◆ Available records ◆

━━━━━━

PR #767, opened 2015-04-30
Encrypt on reply to encrypted email (4)

meskio:
For issue #661.

A fourth try, following up the comments in #766.

PR #774, opened 2015-07-12
Encrypt on reply to encrypted email and add 'encrypt_by_default' config

meskio:
For issue #661.

A fifth try, following up the comments in #767 .

I added an `encrypt_by_default` config option. Also I moved the reply key fetch to `alot.commands.global.ComposeCommand` as @pazz suggested.

Now it blocks the error message only when is a reply to an encrypted message to make sure the user realizes that the email will not be sent encrypted. It don't block in case of `encrypt_by_default` config option neither in case of `:encrypt` command.

How does it look now?

### DIFF
--- a/docs/source/usage/crypto.rst
+++ b/docs/source/usage/crypto.rst
@@ -39,3 +39,6 @@ and :ref:`toggleencrypt <cmd.envelope.toggleencrypt>` and
 in envelope mode to ask alot to encrypt the mail before sending.
 The :ref:`encrypt <cmd.envelope.encrypt>` command accepts an optional
 hint string as argument to determine the key of the recipient.
+
+You can set the default to-encrypt bit for each :ref:`account <config.accounts>`
+individually using the option :ref:`sign_by_default <sign-by-default>`.
--- a/alot/account.py
+++ b/alot/account.py
@@ -51,7 +51,8 @@ class Account(object):
                  gpg_key=None, signature=None, signature_filename=None,
                  signature_as_attachment=False, sent_box=None,
                  sent_tags=['sent'], draft_box=None, draft_tags=['draft'],
-                 abook=None, sign_by_default=False, **rest):
+                 abook=None, sign_by_default=False, encrypt_by_default=False,
+                 **rest):
         self.address = address
         self.aliases = aliases
         self.realname = realname
@@ -60,6 +61,7 @@ class Account(object):
         self.signature_filename = signature_filename
         self.signature_as_attachment = signature_as_attachment
         self.sign_by_default = sign_by_default
+        self.encrypt_by_default = encrypt_by_default
         self.sent_box = sent_box
         self.sent_tags = sent_tags
         self.draft_box = draft_box
--- a/alot/commands/envelope.py
+++ b/alot/commands/envelope.py
@@ -12,12 +12,13 @@ from twisted.internet.defer import inlineCallbacks
 import datetime
 
 from alot.account import SendingMailFailed, StoreMailError
-from alot.errors import GPGProblem, GPGCode
+from alot.errors import GPGProblem
 from alot import buffers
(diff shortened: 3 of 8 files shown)


pazz:
sorry to keep you waiting. this looks great indeed. i merged it into testing for now

docs/source/usage/crypto.rst
```diff
@@ -39,3 +39,6 @@ and :ref:`toggleencrypt <cmd.envelope.toggleencrypt>` and
 in envelope mode to ask alot to encrypt the mail before sending.
 The :ref:`encrypt <cmd.envelope.encrypt>` command accepts an optional
 hint string as argument to determine the key of the recipient.
+
+You can set the default to-encrypt bit for each :ref:`account <config.accounts>`
+individually using the option :ref:`sign_by_default <sign-by-default>`.
```
lucc: Shouldn't that be `encrypt_by_default`? Otherwise I don't understand it.

lucc:
Does this option work for you? If I run the alot testing branch with these modifications to my config I do not get automatically encrypted email even if the key of the recipient is known to gpg.
```diff
diff --git a/config b/config
index 2d034ab..ea300aa 100644
--- a/config
+++ b/config
@@ -12,6 +12,7 @@ theme = luc
     # TODO: make it possible to move this to the toplevel
     # This will use the default key from gpg.conf
     sign_by_default = True
+    encrypt_by_default = True
     [[[abook]]]
       type = abook
       abook_contacts_file = ~/.config/abook/addressbook
diff --git a/hooks.py b/hooks.py
index 4d94d01..e7b8c21 100644
--- a/hooks.py
+++ b/hooks.py
@@ -145,22 +145,6 @@ def find_gpg_key(query):
                         return kid
 
 
-def post_buffer_open(ui, dbm, buf):
-    """Enable automatic gpg encryption of mail if possible."""
-    #logging.debug('Opening buffer {} of type {}.'.format(buf, type(buf)))
-    if isinstance(buf, alot.buffers.EnvelopeBuffer):
-        envelope = buf.envelope
-        logging.debug('To fields: {}'.format(envelope.get_all('To')))
-        logging.debug('Cc fields: {}'.format(envelope.get_all('Cc')))
-        logging.debug('Bcc fields: {}'.format(envelope.get_all('Bcc')))
-        addresses = [addr.lower() for name, addr in getaddresses(
-            envelope.get_all('To') + envelope.get_all('Cc') +
-            envelope.get_all('Bcc') + envelope.get_all('From'))]
-        keys = [find_gpg_key(addr) for addr in addresses]
-        if all(keys):
-            ui.apply_commandline('encrypt '+' '.join(keys))
-
-
 def reply_subject(subject):
     """Format the subject for a reply message.
 
```
If I use the alot and the config master branch the autoencryption seems to work.

docs/source/usage/crypto.rst
pazz: yes, that's surely a typo

pazz:
@lucc if i understand the patch correctly, you should add that option *per account* and not globally..

pazz:
(and yes, it does work as expected for me)

pazz:
merged to master

lucc:
I do set the option in the account section. Do you see the normal encryption pseudo header in the envelope buffer? I only get it *after* I execute `encrypt` (which finds the correct gpg keys as expected).

pazz:
yes, i see the pseudo header with the correct recipient key as expected, directly after the editor exits.
Any chance your buffer is not refreshed after the encrypt-action? (does the pseudo header appear after just a `refresh` ?)

meskio:
@pazz thanks for merging it, sorry for my delays that took it like a year to get it in.

pazz:
@meskio: could you check issue #819 ? It appears this bug is related.

PR #780, opened 2015-07-30
add account option alias_regexp

vrs:
This adds wildcard support for + extensions and just about any extension scheme you can imagine.

I used the name alias_regexp to stay consistent with the regexp option under abook.


pazz:
this looks nice and clean. I pushed it to the testing branch for now. Thanks.

PR #785, opened 2015-09-15
implement msg_focused hook

ibotty:
This hook can be used, e.g. to automatically use call the
mark-github-notifications-as-read hook whenever a message would be
marked as read by the auto_remove_unread setting.

### DIFF
--- a/alot/buffers.py
+++ b/alot/buffers.py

━━━━━━

◆ Requirement ◆
Copy out the lines above that hold the string "looks".

◆ Reply ◆
sorry to keep you waiting. this looks great indeed. i merged it into testing for now
this looks nice and clean. I pushed it to the testing branch for now. Thanks.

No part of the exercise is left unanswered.